Typical hack to get more performance out of Python is to use threads to parallelize the otherwise blocking IO operations. Python threads are real system threads, if one is waiting on a kernel syscall (e.g. read write from network), another one could be waiting on another syscall (e.g. another read write from network), or could be doing computation in Python.

Finally you have “green threads”:

Turns out kernel supports asynchronous reads writes and other things, where you can ask it to tell you if something has changed e.g. there’s data to pick up from a network connection, or HDD has finished a read and you can look at data. Idea is that your app can issue a massive number of requests in parallel from a single thread, and then process the replies as they come in and react to these events.
Things like select() and epoll() are what’s used for that.
This callback based app approach ends up tumbling up how your app works usually (arguably less of a problem for python compared to other languages)… So people invented this green threads concept where if you use the right kind of mutex and the right kind of libraries, you can get away with tens of thousands of things programmed just like threads would be without blowing up your ram or your kernel scheduler.

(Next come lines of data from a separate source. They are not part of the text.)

PR #835, opened 2024-01-14
Add New Data Version - Doc update

wgaylord:
I still need to add a doc about the soon to be added `sounds.json` file. But I think this should be good or at least a bit better. 

Also want to expand out what tests to run and that sort of thing before merging this, in addition, I need to document the loginPacket and how to get it and also how to add the new version to all the files that need it defined. 

I plan on adding all the info in the next few days.


doc/add-data-new-version.md
```diff
@@ -4,46 +4,44 @@ For bedrock edition see [bedrock.md](bedrock.md)
...
+| biomes.json | Yes | Use [minecraft-data-generator-server][2] |
+| instruments | Yes | Use [minecraft-data-generator-server][2] |
+| materials.json | Yes | Use [minecraft-data-generator-server][2] |
+| windows.json | No | Look at [wiki.vg inventories][4] |
+| version.json | No | Look at [Protocol Versions][5] | [wiki.vg protocol numbers][6] |
+| effects.json | Yes | Use [minecraft-data-generator-server][2] |
+| enchantments.json | Yes  | Use [minecraft-data-generator-server][2] |
+| language.json | Yes | Use [minecraft-data-generator-server][2] |
+| particles.json | Yes | Use [minecraft-data-generator-server][2] |
+| blockLoot.json | No | Use [minecraft-jar-extractor][7] | Currently no extractor seems to works for this
```
rom1504, line 23: I don't understand why you say both that people should use Minecraft jar extractor and that there is no extractor

wgaylord: I link it since its the last know working extractor. I should probably mention that some where.

doc/add-data-new-version.md
```diff
@@ -4,46 +4,44 @@ For bedrock edition see [bedrock.md](bedrock.md)
...
-| materials.json | No | [import from previous version](18) or [fix it properly](19) |
-| windows.json | No | Look at [wiki.vg inventories][7] |
-| version.json | No | Look at [Protocol Versions][9] | [wiki.vg protocol numbers][8] |
-| effects.json | No | Look at [minecraft wiki effects][12] |
-| enchantments.json | No | Duplicate enchantments.json from the latest version and add manually the missing enchantments. Enchantments data could be found by looking into the deobfuscated classe files of each enchantments, as well as in the Enchantments registry. |
-| language.json | Yes | Use [minecraft-jar-extractor][10] |
-| particles.json | Yes | Use [Burger][1], then use [burger-extractor][2] |
-| blockLoot.json | Yes | Use [minecraft-jar-extractor][10] |
-| entityLoot.json | Yes | Use [minecraft-jar-extractor][10] |
-| mapIcons.json | No | Icons can be found in the Minecraft jar file where they are added as a single sprite. The file location is `/assets/minecraft/textures/map/map_icons.png`. Alternatively you might be able to look up the icons from the following page on the [Minecraft wiki][15] or from [wiki.vg][16]. | [minecraft-data pr mapIcons][14] |
```
extremeheat, line 25: Why remove the file path for this, is it incorrect?

wgaylord: Its a correct file path but not useful. Since it doesn't label the icons at all, and doesn't provide the information needed to fill out the mapIcons.json file.

wgaylord: For example https://github.com/extremeheat/extracted_minecraft_data/blob/client1.20.4/client/net/minecraft/world/level/saveddata/maps/MapDecoration.java  vs the map image file. https://github.com/PrismarineJS/minecraft-assets/blob/master/data/1.20.2/map/map_icons.png

doc/add-data-new-version.md
wgaylord: I have removed the mention of it. Since it doesn't work.

wgaylord:
Any further comments?

doc/add-data-new-version.md
```diff
@@ -4,46 +4,42 @@ For bedrock edition see [bedrock.md](bedrock.md)
...
+| biomes.json | Yes | Use [minecraft-data-generator-server][2] |
+| instruments | Yes | Use [minecraft-data-generator-server][2] |
+| materials.json | Yes | Use [minecraft-data-generator-server][2] |
+| windows.json | No | Look at [wiki.vg inventories][4] |
+| version.json | No | Look at [Protocol Versions][5] | [wiki.vg protocol numbers][6] |
+| effects.json | Yes | Use [minecraft-data-generator-server][2] |
+| enchantments.json | Yes  | Use [minecraft-data-generator-server][2] |
+| language.json | Yes | Use [minecraft-data-generator-server][2] |
+| particles.json | Yes | Use [minecraft-data-generator-server][2] |
+| blockLoot.json | No | Currently no extractor seems to works for this |
```
rom1504, line 23: minecraft-jar-extractor should be mentioned even if it needs updates ; until we have something better

wgaylord: Problem is minecraft-jar-extractor doesn't work at all for anything on current versions of MC.  That's why we have been using blockLoot.json and entityLoot.json from 1.17 on every version since. (At least that is my guess why.)

I only removed it since you said to not list it while also saying no extractor currently works.

wgaylord: Okay, just did some testing, seems the extractor will work for 1.20.3 but not 1.20.4, 1.20.2 or 1.20 it self which makes no sense at all (Throwing timeouts errors on getting the jars or data from mojang). So I will update this to say to use it but that it may have require fixing per versions.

My recommendation to you is to stick to threads for now, as they’re very useful to learn:

thds = [threading.Thread(target=crawl)
       for _ in range(50)]
for t in thds:
  t.start()

### before the lines above, put the following:

q = queue.Queue()

def crawl():
  while True:
    url = q.get()
    if url is None:
      q.put(None)
      break
    if not first_time(url):
      continue
    for new_urls in visit_and_extract_urls(url):
      q.put(new_url)

# kick off everything by adding a url or a couple into the q

q.put("http://www.example.com")
# main thread falls off a cliff here and other threads keep running, when you want the crawler to stop: q.put(None)

Try filling in url extraction from your code, maybe sprinkling some logging to see what’s going on, this should get you started.

Argon · March 13, 2018, 9:05am

That’s the total pain in the a**, with this website I’m working on, in the back end a session variable gets set as you click on a link to view a product, if no session exists, then you get redirected to a ‘session expired’ page, this website I’m working on is a total mess. Plus as it’s from my work’s I.P. address, I don’t think it’ll actually get banned… You can’t actually access a product page directly by using a simple url, which I personally find incredibly annoying for problems such as this… … The back end actually make very little sense to me to be 100% honest, it’s just such a mess…

Me neither! … No need to say sorry, I appreciate the feedback and I appreciate the input, I agree that targeting just the body probably would be more efficient. But tbf, this is literally my first ever python attempt, screw hello world, I know python is pretty useful for things like this, so I thought why not?!

I did actually mention that in my original post, hence why I tried to see if I could achieve a similar implementation with processes rather than threads…

I’ve not heard of that term before, sure as hell worth looking into though! Thanks for that tip!

I’ll also try playing around with the code you wrote, I’ll see what I can do with something like that! Again, thank you for the feedback!